The Light of the World: A Memoir

They pump him and jump him and IV him. They keep doing it. “Anyone have any other ideas?” shouts the doctor, after they have tried and tried. And then he looks straight and deep into my eyes and says the words they say in the movies that are nonetheless the only words: We did everything we could do for him. Which I saw. Later on I will learn it was seven p.m., Wednesday, April 4, 2012.

 

The penis, which is mine alone, lies sleeping on his thigh, nestled in its hair, the heart outside his body, and that is what I remember of his body, after the emergency room doctor met my eyes and made his pronouncement. Him, still him, still Ficre, still a him, the last trace of him. The penis with which he actually made the human beings who are our children, is sign and symbol and substance of what I have lost.

 

I lie atop him and cover his body with my body. After time that cannot be measured someone I do not know comes and puts her arms around my shoulders and gently, gently leads me off and away from Ficre.

 

My cell phone does not work inside; the emergency room is being renovated. I go outside under a scaffold.

 

“Can you please bring the children to the emergency room entrance to Yale-New Haven Hospital to see their father, right now,” I say, to Tracey, in a tone that says, Ask no questions, because I cannot lie to her.

 

And they come, and I am waiting for them at the entrance, and I tell them that Daddy is dead.

 

 

 

 

 

Seven

 

 

Then it is Solomon, Simon, and me. Where is Daddy, they ask. We go to a room to see his body—not to see him, to see his body, for when we go in, it is his body but not him, in a hospital gown, under covers. We touch and hug and weep over the body that no longer houses him. It is somehow not frightening to see this body. In these moments it still belongs to us. The body is no longer warm. Our wails are one wail. We know when we want to leave the room.

 

I reach my brother by telephone. He doesn’t understand what I am saying but then he understands enough to say he is getting in the car in New Jersey and driving to Connecticut. Everyone in the emergency room is crying as I make that call, the boys my sentries.

 

Tracey has called Alondra in New York, who is coming, and she and Mark talk to each other from their cars as they both roar up the highway.

 

Tracey has called Emilie, who is a reverend, and I have called Lisa, my therapist. They are at the house when we return. Tracey has brought lavender tea.
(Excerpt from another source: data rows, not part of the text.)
PR #589, opened 2017-07-20
Fix cast under multiple cases of case->

### LINKED ISSUE #587: Cast produces wrong contract for multiple cases of a case->
##### What version of Racket are you using?
Version 6.10.0.1 from the 2017-07-15 snapshot

##### What program did you run?
```racket
#lang typed/racket

(: f : (case-> (-> (Boxof String) Any)
               (-> (Boxof Integer) Any)))
(define (f x)
  (cast x Any))

(f (box "a"))
```

##### What should have happened?
I expected it to pass and print out `'#&"a"`, since a box containing a string should be a valid argument to `f`.

(btw, it does the correct thing when passed `(box 1)`)

##### What was the error message?
```racket
. . broke its own contract
  promised: Integer
  produced: "a"
  in: the content of
      (box/c Integer)
  contract from: typed-world
  blaming: typed-world
  at: /Users/Alex/Desktop/case-arrow-cast-contract.rkt:6.2
```

The error message says the contract protecting the typed value was `(box/c Integer)`, where it should be `(or/c (box/c String) (box/c Integer))`. 

#### The cause, I think...
When typed racket typechecks the body, it typechecks it multiple times. Once with `(Boxof String)` and once with `(Boxof Integer)`. Both times it's [_mutating the cast table_][mutating-cast-table], overriding the old type and completely replacing it with the new type. This means it overrides the `(box/c String)` to replace it with `(box/c Integer)`.

When actually both are incomplete. The contract should include all of them together in an `or/c`.

  [mutating-cast-table]: https://github.com/racket/typed-racket/blob/6e3c509a86c6ee7706e272a6c55930ee95bbfb3f/typed-racket-lib/typed-racket/base-env/prims-contract.rkt#L353-L355

AlexKnauth:
Fixes #587.


bennn:
Looks good to me.

I was wondering if the `or/c` would let me do something weird later on, like writing an integer to `(f (box "a"))`, but the `Any` prevents all writes so I think it's safe.

AlexKnauth:
Even without the `Any`, the `or/c` wouldn't allow writes unless the value passes both the `integer?` and `string?` contracts. If it doesn't pass both interior contracts it's a violation:
```racket
#lang typed/racket
(: f : (case-> (-> (Boxof (U #f String)) (Boxof Any))
               (-> (Boxof (U #f Integer)) (Boxof Any))))
(define (f x)
  (cast x (Boxof Any)))

(: b : (Boxof (U #f String)))
(define b (box #f))
(define b* (f b))
(set-box! b* 1) ;contract violation
```
This keeps it sound. Without the change in this PR, that `set-box!` call would pass, and then `(unbox b)` would have type `(U #f String)` but value `1`.

AlexKnauth:
@bennn approves, should I merge?

typed-racket-lib/typed-racket/private/cast-table.rkt
```diff
@@ -16,10 +16,12 @@
 
 (define cast-table (make-free-id-table))
 
-;; cast-table-set! : Id Type-Stx -> Void
-(define (cast-table-set! id type-stx)
-  (free-id-table-set! cast-table id type-stx))
+;; cast-table-add! : Id Type-Stx -> Void
+(define (cast-table-add! id type-stx)
```
pnwamk: Could we add a brief purpose statement to cast-table-add! -- i.e. why is there a list of casts that we're adding to? When would there be more than one vs just one? (so the function is a little more self documenting in what it does in the grand scheme of things)

AlexKnauth: Okay. Are the new comments clear enough?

The tomato sauce she began to make for when we came home with Ficre—something practical, something to do with her hands—is in a pot on the stove, reduced to sticky sweetness.

 

Over and over I dial 202-544-8223, my parents’ phone number for over forty years, but they are out late for dinner in Washington, DC. Finally I reach them. He is their son, and he is dead.

 

I call his eldest sibling, Tadu, who has just arrived in New York en route to the planned extended Easter celebration. I tell her plainly, Ficre has died, and then I tell her daughter, our niece, to be sure it is understood across our language barrier, and because it makes no sense and needs to be repeated to be true.

 

I somehow get the boys to bed, together. Alondra and Mark make me take a pill. I fall into a black sleep without images.

 

 

 

 

 

Eight

 

 

Henry Ford believed the soul of a person is located in their last breath and so captured the last breath of his best friend Thomas Edison in a test tube and kept it evermore. It is on display at the Henry Ford Museum outside Detroit, like Galileo’s finger in the church of Santa Croce, but Edison’s last breath is an invisible relic.

 

Ficre breathed his last breath into me when I opened his mouth and breathed everything I had into him. He felt like a living person then. I am certain his soul was there. And then in the ambulance, riding the long ride down to the hospital, even as they worked and worked, the first icy-wind blew into me: he was going, or gone.

 

“I need to call somebody don’t I?” I asked the ambulance driver, a woman.

 

“Yes you do,” she said.

 

 

 

 

 

Nine

 

 

Black men die more catastrophically, across class, than anybody else in America.

 

Toni Morrison: “Not a house in the country ain’t packed to its rafters with some dead negro’s grief.”